[Start of Attachment]

PR #3622, opened 2026-04-15
Add DPE ML-DSA support to Caliptra 2.0

ArthurHeymans:
Squashed backport of:
 - [dpe] Enable hybrid DPE feature (#3243)
 - [dpe] Add ML-DSA DPE Crypto trait (#3315)
 - [dpe] Add support for 64 DPE contexts (#3246)
 - [dpe] Add ML-DSA DPE command (#3326)
 - [dpe] Test ML-DSA CertifyKey (#3357)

[End of Attachment]

**Directions for this task**: Word for word, quote the lines from the line containing "- [dpe] Enable hybrid DPE feature (#3243)" through the end of the material, both included, and nothing else.

**Your response**:
 - [dpe] Enable hybrid DPE feature (#3243)
 - [dpe] Add ML-DSA DPE Crypto trait (#3315)
 - [dpe] Add support for 64 DPE contexts (#3246)
 - [dpe] Add ML-DSA DPE command (#3326)
 - [dpe] Test ML-DSA CertifyKey (#3357)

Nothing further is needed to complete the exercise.